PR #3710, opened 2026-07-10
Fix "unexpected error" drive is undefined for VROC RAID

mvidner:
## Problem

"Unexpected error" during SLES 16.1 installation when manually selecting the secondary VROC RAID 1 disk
◇ ◇ ◇ ◇
> [Aim of the exercise]
Return every entry verbatim.

> [Answer for this exercise]
PR #3710, opened 2026-07-10
Fix "unexpected error" drive is undefined for VROC RAID

mvidner:
## Problem

"Unexpected error" during SLES 16.1 installation when manually selecting the secondary VROC RAID 1 disk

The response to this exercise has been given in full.